Enable experimental device support? (y,n)[n]:n
Multiple devices detected (You can override by setting PLAIDML_DEVICE_IDS).
Please choose a default device:
1 : metal_intel(r)_uhd_graphics_630.0
2 : metal_amd_radeon_pro_5300m.0
Default device? (1,2)[1]:2
Selected device:
metal_amd_radeon_pro_5300m.0
Almost done. Multiplying some matrices...
Tile code:
function (B[X,Z], C[Z,Y]) -> (A) { A[x,y : X,Y] = +(B[x,z] * C[z,y]); }
Whew. That worked.
Save settings to /Users/tsingj/.plaidml? (y,n)[y]:y
Success!
# Importing PlaidML. Make sure you follow this order
import plaidml.keras
plaidml.keras.install_backend()
import os
os.environ["KERAS_BACKEND"] = "plaidml.keras.backend"
Note:
1. When using plaidml=0.7.0 version, the plaidml.keras.install_backend() operation will report an error
2. This step will import keras through plaidml and set the background operation engine to plaidml instead of tenserflow
#!/usr/bin/env python
import numpy as np
import os
import time
import keras
import keras.applications as kapp
from keras.datasets import cifar10
(x_train, y_train_cats), (x_test, y_test_cats) = cifar10.load_data()
batch_size = 8
x_train = x_train[:batch_size]
x_train = np.repeat(np.repeat(x_train, 7, axis=1), 7, axis=2)
model = kapp.VGG19()
INFO:plaidml:Opening device “metal_amd_radeon_pro_5300m.0”

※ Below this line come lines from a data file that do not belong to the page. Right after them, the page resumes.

PR #569, opened 2026-08-06
Stream backup export, import, and sync data instead of fully buffering it (issue #555)

### LINKED ISSUE #555: Stream backup export, import, and sync data instead of fully buffering it
## Problem

The backup pipeline keeps several full representations of the same data in memory at once.

On the server, [`DataExportHandler`](https://github.com/decentespresso/decaid/blob/f8cd95535c10215630fd60787a1633e4524a427c/lib/src/services/webserver/data_export_handler.dart) materializes section models, JSON strings, an in-memory `Archive`, and the final ZIP byte list. Import first buffers the entire request with `toList()`, then decodes the full ZIP and section JSON.

The native data-management caller also accumulates an export in a `BytesBuilder` before saving it and reads an entire import file before uploading it in [`data_management_page.dart`](https://github.com/decentespresso/decaid/blob/f8cd95535c10215630fd60787a1633e4524a427c/lib/src/settings/data_management_page.dart). [`DataSyncHandler`](https://github.com/decentespresso/decaid/blob/f8cd95535c10215630fd60787a1633e4524a427c/lib/src/services/webserver/data_sync_handler.dart) builds on the same byte-oriented export/import APIs.

As shot history grows, especially with measurement arrays, these overlapping copies can create substantial memory pressure and plausible out-of-memory termination on iOS and other constrained devices.

## Expected behavior

Backup export, import, and sync should use streaming and/or temporary-file-backed processing so peak memory does not contain multiple complete copies of a backup. The ZIP format and public API semantics must remain compatible.

## Acceptance criteria

- Add a design/implementation plan under `doc/plans/` before changing this multi-subsystem flow.
- Cover all of these paths:
  - server-side export response;
  - server-side import request;
  - native full-backup save and upload;
  - pull, push, and two-way sync.
- Use streaming archive/file APIs or bounded temporary-file staging, with reliable cleanup on success, error, cancellation, and timeout.
- Avoid converting a full ZIP or full HTTP body into `List<int>`, `Uint8List`, `BytesBuilder`, or equivalent unless a platform API makes that unavoidable; document any unavoidable platform-specific exception.
- Preserve the existing backup format, conflict handling, selected-section behavior, and transfer-result semantics.
- Add practical request/archive size and malformed-input protections where needed to keep resource use bounded.
- Add tests that exercise a large synthetic backup and demonstrate bounded processing behavior without depending on physical hardware.
- Update API/docs if transport details or limits become externally visible.

tadelv:
## Summary

- **Problem:** The backup pipeline kept several full representations of the same data in memory at once — section models, JSON strings, an in-memory `Archive`, the final ZIP byte list, plus full `BytesBuilder`/`readAsBytes` buffers in the native page and byte-oriented sync APIs. As shot history grows (especially with measurement arrays) these overlapping copies can terminate constrained iOS devices. `archive` 4.0.9's `ZipEncoder.add()` deflates each entry into an in-memory `OutputMemoryStream` (a section-sized compressed buffer) and `ZipDecoder.decodeStream()` materializes every entry, so "use `InputFileStream`/`ZipFileEncoder`" would not have fixed it.
- **Why it matters:** Peak memory now scales with one page of records and one JSON record, never with backup size.
- **What changed:** Export/import/sync/native-transfer all stream through uniquely owned temporary files; sections stream records via keyset-cursor paging; JSON is parsed with a real incremental parser; imports run a bounded validation pass before importing; ZIP I/O uses a small dependency-free streaming writer + file-backed reader with hard limits (ZIP-bomb, CRC, truncation, Zip64, duplicate-name, encrypted/unsupported-entry protection).
- **What did NOT change (scope boundary):** ZIP entry names, JSON shapes, `metadata.json` semantics, conflict strategies, selected-section behavior, platform warnings, atomic export, non-transactional section isolation, and `200`/`207`/`400` + sync phase semantics. Legacy "Export Shots", log export, and the DE1-app folder importer keep their current in-memory paths (tracked follow-up). Issue #559 is untouched.

## Change Type

- [x] Feature
- [x] Refactor required for the fix
- [x] Docs
- [x] Security hardening

## Scope

- [x] REST API / handlers
- [x] Storage / Drift database
- [x] Docs / specs

## Linked Issues

- Fixes #555

## Root Cause

- Root cause: byte-oriented ZIP + JSON + HTTP handling made memory proportional to backup size; the `archive` package's entry deflate path hides a section-sized in-memory buffer.
- Missing detection or guardrail: no per-entry/per-record/request size limits existed.
- Contributing context: shot records carry full measurement arrays; overlapping copies were plausible OOM on iOS.

## Regression Test Plan

  - [x] Unit test
  - [x] End-to-end test (`simulate=1` + curl/websocat)
- Target test or file: `test/data_export/*` (130 tests), `test/database/*` keyset paging tests, simulate-mode curl round-trip (below).
- Scenario the test should lock in: bounded paging (instrumented page seams), old-in-memory backup imports, new export decodes with `ZipDecoder`, malformed JSON never imports a prefix, limits at/over boundaries, temp-artifact cleanup on every failure path, ZIP bombs/duplicates/CRC/truncation fail safely.

## Documentation Obligations

- [x] API spec updated: `assets/api/rest_v1.yml`
- [ ] N/A — plugin/skin/profile/device docs unaffected

## Security Impact

- New or changed REST endpoints? **No** (same endpoints, streamed transport)
- New or changed network calls? **Yes** — sync pull/push now stream; timeouts split into header (10 s), idle (30 s), overall (10 min); response bodies capped (8 MiB).
- File system access changed? **Yes** — temp ZIP staging in `Directory.systemTemp` with per-operation unique dirs, deleted on success/error/cancel/timeout; native export defers cleanup (grace timer) because the OS share sheet reads asynchronously.
- Plugin sandbox boundary changed? **No**
- Risk and mitigation: hostile archives (ZIP bombs, Zip64, encrypted/unsupported entries, duplicate names, CRC failures, truncation, oversized records, excessive entry counts) all fail safely with `400`; limits centralized in `data_transfer_limits.dart` and documented in the spec.

## User-Visible Changes

Full-backup export on iOS/Android now uses the OS share/save sheet with a temporary file instead of `FilePicker.saveFile(bytes:)`; desktop still uses a save dialog. No other user-visible changes.

### Local gates

- [x] `dart format lib test` — clean
- [x] `flutter analyze` — clean (0 warnings/errors)
- [x] `flutter test` — **2747 tests pass**
- [x] `(cd packages/dye2-plugin && npm run build)` — builds

### Manual verification

- OS / platform tested: macOS (simulate mode), full test suite
- Simulated devices: `MockDe1`
- What you personally verified and how:
  - `GET /api/v1/data/export` → 3.3 MB baseline zip, 9 entries, 569 shots, `formatVersion: 1` (decoded with an independent zipfile decoder)
  - Streamed a 28 MB compressed / ~430 MB uncompressed synthetic backup (4000 shots with 120-frame measurements, built from a real baseline shot shape) via `curl --data-binary` → **HTTP 200, imported 4000, 0 errors, 42 s**
  - Re-exported → 30.6 MB streamed download, 4570 shots, all sections present
  - A 70 MB compressed / 1.2 GB uncompressed archive was **correctly rejected with HTTP 400** ("ZIP entry exceeds the uncompressed size limit") — the 1 GiB per-entry cap works
- Edge cases checked: truncated section JSON → 207 with section errors and no prefix import; individually invalid records → partial results; ZIP bombs/duplicates/CRC/truncation/Zip64/encrypted entries → safe 400; limits at/above boundaries via injected tiny limits; temp dirs removed after success, section failure, malformed import, oversized body, concurrent imports.
- What you did **not** verify: real iOS/Android share-sheet behavior (no physical device); native picker/share flows are covered by `backup_transfer_service_test.dart` against a loopback HTTP server.

### Evidence

- [x] Test output: `flutter test` → 2747 passed; `flutter analyze` clean
- [x] curl output: HTTP 200 import of 4000-shot backup, HTTP 200 streamed re-export, HTTP 400 rejection of 1.2 GB entry

## Compatibility & Migration

- Backward compatible? **Yes** — existing backups import through the new reader (verified: the old in-memory `ZipEncoder` output path is the test fixture for handler/sync tests), and newly exported backups decode with the previous `ZipDecoder` (verified in tests and via Python zipfile).
- Config / env changes needed? **No**
- Database migration needed? **No**

## Risks & Mitigations

- Risk: new streaming ZIP writer/reader diverge from `archive` on some edge case. Mitigation: byte-compatible verification against `ZipDecoder` in tests, plus CRC + size verification on read; writer emits standard data-descriptor ZIPs.
- Risk: per-entry inflate is CPU-bound in the handler isolate (same as before — the old encoder was also synchronous). Mitigation: unchanged behavior; pages stay small.
- Risk: deferred native-share cleanup could leak a temp file if the app is killed before the grace timer. Mitigation: files live in the OS temp directory which the system reclaims; timer deletes them in the normal case.

## Before/After memory model

| Stage | Before | After |
|-------|--------|-------|
| Server export | whole section model + whole JSON string + in-memory `Archive` + final ZIP byte list (multiples of backup size) | 1 page of records (≤200) + 1 encoded record (≤64 MiB) + deflate windows (~64 KiB) |
| Server import | full request `toList()` + full ZIP decode + full section JSON | streamed body (2 GiB cap) + per-entry bounded inflate + 1 record at a time |
| Native export | `BytesBuilder` accumulating the whole backup | streamed response to temp file; OS share sheet |
| Native import | `readAsBytes()` + `request.add(bytes)` | picker path/stream → `addStream` with known content length |
| Sync | `response.bodyBytes` / `exportToBytes` full buffers | pull → temp ZIP → file import; push → temp ZIP → streamed request with Content-Length |

Temporary files: one unique `Directory.systemTemp` subdir per operation, deleted in `finally` or on stream done/cancel; native export defers deletion (5 min grace) for the share sheet.

Chosen limits (documented in `assets/api/rest_v1.yml` and `doc/Api.md`): request body 2 GiB, entry count 4096, per-entry uncompressed 1 GiB, total uncompressed 2 GiB, metadata 64 KiB, per-record 64 MiB, ZIP header fields 256 B/64 KiB/64 KiB, sync request 1 MiB, target response 8 MiB; header 10 s / idle 30 s / overall 10 min timeouts. All below ZIP64 thresholds so Zip64 is rejected outright.

ZIP compatibility evidence: new exports decode with `archive`'s `ZipDecoder` (handler/zip tests), with Python's independent `zipfile` (smoke test), and old `ZipEncoder`-produced backups import through the new reader (handler + sync tests). Remaining bounded platform-specific exception: the OS share sheet reads the temp file asynchronously, so native-export cleanup is deferred.


tadelv:
Addressed all three P1 blockers plus the P2 items and the P3 leak, in commit `374b24da`. CI green (2747 → 2755 tests).

**P1-1 — Sync timeouts reject legitimate large syncs.** The 10 s "header timeout" wrapped `send()`, which for pull/push completes only after the target has generated/imported the whole archive (the 42 s smoke import would have failed). Now:
- The default sync client sets `HttpClient.connectionTimeout = 10 s` — TCP establishment only, never counted against server-side processing (`webserver_service.dart`).
- Phases are bounded by the 10 min overall timeout, applied **inside** `_pull`/`_push` (send, response stream, and response body each), so a timeout can't strand the phase.
- Timeouts cancel explicitly: pull uses a `listen`-based consumer whose subscription is cancelled in `finally`; a timed-out pull **never runs `importFromZipFile`** — no DB mutation after the caller saw the timeout. Push cancels via sink/response handling and `bodyFuture.ignore()` prevents unhandled async errors.
- Tests: slow-target pull and push (100 ms target delay, 1 ms connect timeout → success), and overall-timeout pull (502, reason `timeout`, section `calls == 0`).

**P1-2 — Container values bypass `maxRecordBytes`.** `_completeValue` only checked scalar/string tokens; object/array events went through `_closeContainer` → `_emitEvent(span)` unchecked. The event span is now bounded **incrementally while constructed** (`_spanWriteCharCode` tracks UTF-8 byte length per code unit), and all token/key limits measure UTF-8 bytes instead of UTF-16 code units (surrogate pairs count conservatively). Tests: object with many small members trips the cap with no oversized token; whole-document (depth 0) cap for singletons; multibyte string boundary test.

**P1-3 — Export streaming ignores backpressure/cancellation.** Replaced the `StreamController` with an async* generator (`yield* file.openRead()` + `finally` cleanup): pause/resume/cancel propagate to the source file stream, so a slow HTTP consumer can't re-accumulate the ZIP, and cleanup runs on done/error/cancel. 30 lines deleted.

**P2-1 — Total export limit not enforced.** `StreamingZipWriter` now accumulates `_totalUncompressed` and rejects writes past `maxTotalUncompressedBytes` (test: 98-byte entry passes, second write trips a 100-byte cap).

**P2-2 — ZIP integrity failures became 207.** `_importSection`'s validation pass and the section loop now convert `ZipReadException` (CRC mismatch, truncated compressed data, unsupported/encrypted entries) to `InvalidBackupException` → HTTP 400 for the whole import. Only JSON-level failures remain section-local 207s. Test: CD CRC byte flipped → 400.

**P2-3 — Inflate limit checked after accumulation.** The per-entry cap is enforced inside `_ChunkAccumulator.add` (the decoder's output sink): a forged entry is rejected as soon as the inflater exceeds the declared size; pending chunks are cleared on overflow.

**P3 — Native export temp leak on unmount.** `_exportFullBackup` now disposes `tempDir` before the `!mounted` early return.

Docs: `rest_v1.yml`, `doc/Api.md`, `AI_API_NOTES.md` updated for the new timeout semantics.

tadelv:
All three issues addressed in `7ef96b8`. CI green, 2758 tests pass (+3).

**P2 — Push timeout doesn't cancel the upload / not a real phase timeout.**
- `_push` now feeds the request body through a cancellable `listen` subscription (replacing the fire-and-forget `addStream`). On timeout or any phase failure, `abortUpload()` cancels the file read and closes the request body, so the remote receives a truncated archive and **cannot complete its import** after the caller saw the timeout.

Note that the graphics card information is entered here for the first execution.
model.compile(optimizer='sgd', loss='categorical_crossentropy',metrics=['accuracy'])
print("Running initial batch (compiling tile program)")

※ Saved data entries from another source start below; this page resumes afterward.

PR #583, opened 2026-08-07
feat(settings): add keepAwake toggle to persist wake lock (gh-572)

### LINKED ISSUE #572: Add toggle to persist wakelock while the app is running
Samsung tablets no longer include the 'Never' option for screen lock timeout. 
This locks the tablets screen when in `sleep` state as skins usually release the wake lock at that point.

tadelv:
## Summary

- Problem: Samsung tablets no longer offer a "Never" screen-lock timeout. Skins release the wake lock when the machine enters `sleep`, so the tablet screen locks — the app appears dead until the tablet is woken manually.
- Why it matters: The Decent app runs unattended on tablet-based setups; a locked screen on a sleep-scheduled machine (e.g. overnight) hides the UI and can block scheduled wake/charging flows.
- What changed: Added a `keepAwake` setting (default **true**) that forces the wake lock on while the app runs, as a full override of the auto-managed wake-lock logic. Toggle lives in Settings > Power ("Keep screen awake") and in the bundled `settings.reaplugin` (bumped to 0.1.6) via `POST /api/v1/settings`. `DisplayController` re-evaluates the wake lock immediately when the setting changes. The setting is also included in backup export/import.
- What did NOT change (scope boundary): Auto-managed wake-lock behavior (connected + not sleeping) remains the fallback when `keepAwake` is off; skin wake-lock override semantics unchanged; brightness logic untouched; no new endpoints (existing settings GET/POST extended).

## Change Type (select all)

- [x] Feature
- [x] Docs
- [x] Plugin (DYE2 or bundled skin) — `settings.reaplugin` bundled plugin

- [x] REST API / handlers
- [x] Plugins / JS runtime
- [x] UI / Flutter widgets
- [x] Docs / specs

## Linked Issues

- Closes #572
- Related #

## Root Cause (if bug fix)

For bugs: explain why this happened, not just what changed. Otherwise write `N/A`.

- Root cause: Hardware/OS change on Samsung tablets (removal of "Never" screen timeout) combined with the app's auto-managed wake-lock policy, which releases the lock when the machine sleeps. Nothing prevents the OS screen timeout from firing after the release.
- Missing detection or guardrail: No user-facing way to persist the wake lock independent of machine state.
- Contributing context (if known): Issue #572.

For bugs and refactors: name the smallest reliable test that should catch this. Otherwise write `N/A`.

  - [x] Unit test
- Target test or file: `test/controllers/display_controller_test.dart` — `keepAwake setting` group; `test/data_export/settings_export_section_test.dart` round-trip.
- Scenario the test should lock in: with `keepAwake=true`, wake lock stays enabled through machine sleep and disconnect; toggling it off while sleeping releases the lock; disabling the auto-manage tests explicitly (they now need `keepAwake=false` since the default flipped to true).
- If no new test added, why not: N/A — tests added.

These are **not optional**. Stale specs mislead clients and agents.

- [ ] Plugin docs updated: `doc/Plugins.md` (if events/API changed) — N/A: no new plugin events/API, settings page UI only
- [ ] Skin docs updated: `doc/Skins.md` (if skin behavior changed) — N/A: no skin behavior change
- [ ] Profile docs updated: `doc/Profiles.md` (if profile handling changed) — N/A
- [ ] Device docs updated: `doc/DeviceManagement.md` (if device flows changed) — N/A
- [ ] N/A — no docs affected

## Security Impact (required)

This app runs a local web server (port 8080) and connects to BLE/USB hardware.

- New or changed REST endpoints? (`Yes/No`) — No; existing `GET|POST /api/v1/settings` extended with one key
- New or changed WebSocket topics? (`Yes/No`) — No
- New or changed network calls? (`Yes/No`) — No
- BLE/USB surface changed? (`Yes/No`) — No
- File system access changed? (`Yes/No`) — No
- Plugin sandbox boundary changed? (`Yes/No`) — No
- If any `Yes`, explain risk and mitigation: N/A

## User-Visible Changes

- New "Keep screen awake" switch in Settings > Power (default on): prevents the tablet screen from turning off while the app is running.
- Same toggle in the bundled Settings plugin page (`settings.reaplugin` 0.1.6).
- `keepAwake` (and `lowBatteryBrightnessLimit`) now round-trip through backup export/import.
- Note: with the default `true`, the wake lock is now held while the app runs even when the machine sleeps or disconnects — battery impact on tablets, which is the intent of the setting.

- [x] `dart format lib test` — no remaining changes
- [x] `flutter test` — all pass (2818 tests)
- [ ] `./scripts/fetch_dye2_plugin.sh` — DYE2 plugin installed into `assets/plugins/dye2.reaplugin/` — N/A: no DYE2 change

- OS / platform tested: None (unit-tested only)
- What you personally verified and how: N/A
- Edge cases checked: N/A
- What you did **not** verify: N/A

### Evidence

Attach at least one:

- [x] Test output (failing before + passing after) — full `flutter test` run: 2818 tests passed; new `keepAwake setting` group in `display_controller_test.dart` and round-trip coverage in `settings_export_section_test.dart`

## Compatibility & Migration

- Backward compatible? (`Yes/No`) — Yes: new optional settings key; absent in requests/backups falls back to defaults
- Config / env changes needed? (`Yes/No`) — No
- Database migration needed? (`Yes/No`) — No

## Risks & Mitigations

List only real risks for this PR. If none, write `None`.

- Risk: Default `keepAwake=true` changes wake-lock behavior for existing users (screen stays on during machine sleep/disconnect, battery drain on tablets).
  - Mitigation: This is the requested default per #572; users can disable it in Settings > Power; skin wake-lock override still works on top.


ODevStudio (commented):
Overall this looks coherent and CI is green. I found two minor issues worth addressing:

1. **`keepAwake=true` is not enforced by `DisplayController.initialize()` itself.** `initialize()` only installs listeners. If settings have already been loaded before the display controller is initialized, the DE1 stream's initial `null` does not trigger `_evaluateWakeLock()` because `_de1` is already `null`, so the controller starts with the wake lock disabled despite `keepAwake == true`. The current startup ordering masks this because `loadSettings()` happens after `displayController.initialize()` and its `notifyListeners()` causes reevaluation. I suggest calling `unawaited(_evaluateWakeLock())` from `initialize()` and adding a test for initializing while disconnected with an already-loaded/default `keepAwake=true` setting.

2. **The OpenAPI request schema allows `keepAwake: null`, but the handler rejects it.** `ReaSettingsRequest.keepAwake` is declared `nullable: true`, while `SettingsHandler` accepts only a `bool` and returns 400 for `null`. Since omission already means "leave unchanged", I suggest removing `nullable: true` from this field.

Non-blocking product note: this defaults `keepAwake` to `true` globally, so existing desktop installs also switch from machine-state-managed wake-lock behavior to keeping the display awake while the app runs. The PR description calls this out, but it may be worth confirming that the global default-on behavior is intentional given that the motivating issue is specifically about Samsung tablets.

ODevStudio (approved):
Approved. The two review findings I left are minor and non-blocking; they can be addressed in this PR or as follow-up cleanup.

y = model.predict(x=x_train, batch_size=batch_size)
Running initial batch (compiling tile program)
Since the output is fast, only one line of content is printed.

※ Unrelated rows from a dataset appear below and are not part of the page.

PR #584, opened 2026-08-07
fix(plugins): forward recipe and shot tags to Visualizer upload

bsnelson:
## Summary

- Problem: recipe, shot-review, and Visualizer-only tags could be lost during upload races, retries, and concurrent forward or back synchronization.
- Why it matters: lost tags damage a user's tasting history, while a timeout after a successful upload can prompt a retry that creates a duplicate Visualizer shot.
- What changed: uploads now return their Visualizer ID after persisting the mapping and pending sync, then refresh the local shot in the background. Tag ownership is stored with the pending PATCH before the request starts. Forward writes no longer advance the global back-sync cursor, stale successful requests discard fields they already applied, and legacy `metadata` edits keep their documented raw patch while Visualizer reads tags from the canonical shot.
- Scope boundary: no BLE/USB behavior, database schema, WebSocket contract, or core REST request/response schema changed.

## Change Type (select all)

- [x] Bug fix
- [ ] Feature
- [x] Docs
- [ ] Security hardening
- [ ] Chore / infra

- [x] REST API / handlers
- [x] Plugins / JS runtime
- [x] Docs / specs

## Linked Issues

- Closes: N/A
- Related: N/A

## Root Cause (if bug fix)

- Visualizer's upload importer does not persist `app.data.settings.tags`, so tags require a supported post-upload PATCH.
- The upload handler waited for follow-up network requests under the same 30-second outer deadline, so it could hide a completed upload ID from the caller.
- Tag ownership was recorded only after a successful response, which misclassified a committed PATCH when its response was lost.
- Forward PATCHes advanced the global back-sync cursor past unrelated remote changes.
- Queued revisions retained fields that an older successful request had already applied.
- Visualizer only recognized canonical annotation patches, while the documented `shotUpdated.patch` value remains the raw PUT body.

- [x] Unit tests in `test/plugins/visualizer_plugin_test.dart` and `test/plugins/visualizer_plugin_sync_cases.dart`
- [x] Handler integration coverage in `test/webserver/shots_handler_test.dart`
- A stalled follow-up request cannot delay the `202` response containing `visualizer_id`.
- A committed PATCH with a lost response retains ownership through retry and later removal.
- A forward update at timestamp 120 leaves an unprocessed back-sync change at timestamp 110 visible from cursor 100.
- A stale successful notes PATCH does not carry notes into a newer tag-only PATCH.
- Legacy `metadata.tags` and `metadata: null` updates retain the raw event patch while Visualizer forwards canonical tags.
- Existing upload-race, remote-only tag, rapid-edit, retry, deduplication, and ancestor-clear cases remain covered.

- [ ] API spec updated: no REST or WebSocket request/response schema changed.
- [ ] API docs updated: no user-facing core endpoint contract changed.
- [x] Plugin docs updated: `doc/Plugins.md` documents immediate `202` upload responses and background follow-up sync.
- [ ] Skin docs updated: no skin behavior changed.
- [ ] Profile docs updated: no profile handling changed.
- [ ] Device docs updated: no device flow changed.

## Security Impact (required)

- New or changed network calls? Yes
- BLE/USB surface changed? No
- Risk and mitigation: the bundled plugin performs authenticated GET and PATCH requests against the existing Visualizer shot endpoints. Requests remain scoped to configured credentials and mapped shots.

## User-Visible Changes

Completed uploads return their Visualizer ID before tag sync finishes. Tags entered during upload remain queued, Visualizer-only tags survive local edits, local removals still propagate, and back-sync does not skip unrelated remote changes.

### Local gates

- [x] `dart format lib test`: 688 files, 0 changed
- [x] `flutter analyze --no-pub`: no issues
- [x] `flutter test test/plugins/visualizer_plugin_test.dart test/webserver/shots_handler_test.dart --no-pub`: 26 passed
- [x] `node --check assets/plugins/visualizer.reaplugin/plugin.js`
- [x] `git diff --check`

### Full-suite note

The Windows full-suite run passed 2,822 tests and hit the same eight pre-existing `origin/main` PluginLoaderService path-separator failures. Their independent fix is green in #592. GitHub's PR test job runs on Ubuntu.

### Manual verification

- OS / platform: Windows unit-test harness
- Simulated devices: No
- Real hardware: No
- Live Visualizer account: Not exercised

### Evidence

- [x] Tests failed on all five new regressions before the fix and passed afterward.

## Compatibility & Migration

- Backward compatible? Yes
- Bundled plugin version: 1.5.5

## Risks & Mitigations

- Risk: Visualizer state may change between the fresh GET and PATCH because the API does not expose a conditional tag update.
- Mitigation: the plugin reads immediately before PATCH, serializes pending local revisions, preserves remote-only tags, and persists retry state.

### DIFF
--- a/assets/plugins/visualizer.reaplugin/plugin.js
+++ b/assets/plugins/visualizer.reaplugin/plugin.js
@@ -589,6 +589,9 @@ function createPlugin(host) {
     });
     if (!res.ok) {
       const text = await res.text();
+      if ((res.status === 400 || res.status === 403) && hasOwn(body?.shot, "tag_list")) {
+        throw new Error(`Visualizer tag sync requires Visualizer Premium. HTTP ${res.status}: ${text || res.statusText}`);
+      }
       throw new Error(`HTTP ${res.status}: ${text || res.statusText}`);
     }
     return await res.json();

# Now start the clock and run 10 batchesprint("Timing inference...")
start = time.time()
for i in range(10):
y = model.predict(x=x_train, batch_size=batch_size)
print("Ran in {} seconds".format(time.time() - start))
View the Output
Ran in 0.43606019020080566 seconds
Ran in 0.8583459854125977 seconds
Ran in 1.2787911891937256 seconds
Ran in 1.70143723487854 seconds
Ran in 2.1235032081604004 seconds
Ran in 2.5464580059051514 seconds
Ran in 2.9677979946136475 seconds
Ran in 3.390064001083374 seconds
Ran in 3.8117799758911133 seconds
Ran in 4.236911058425903 seconds
The memory value of the graphics card metal_intel®_uhd_graphics_630.0 is 1536 MB. Although as a graphics card, its performance in computing is not as good as the 6-core CPU of this machine;
The graphics card is metal_amd_radeon_pro_5300m.0, and the memory value is 4G. Its performance is nearly 1 times better than that of the local CPU.
From this we can see the powerful advantages of using GPU in machine learning operations.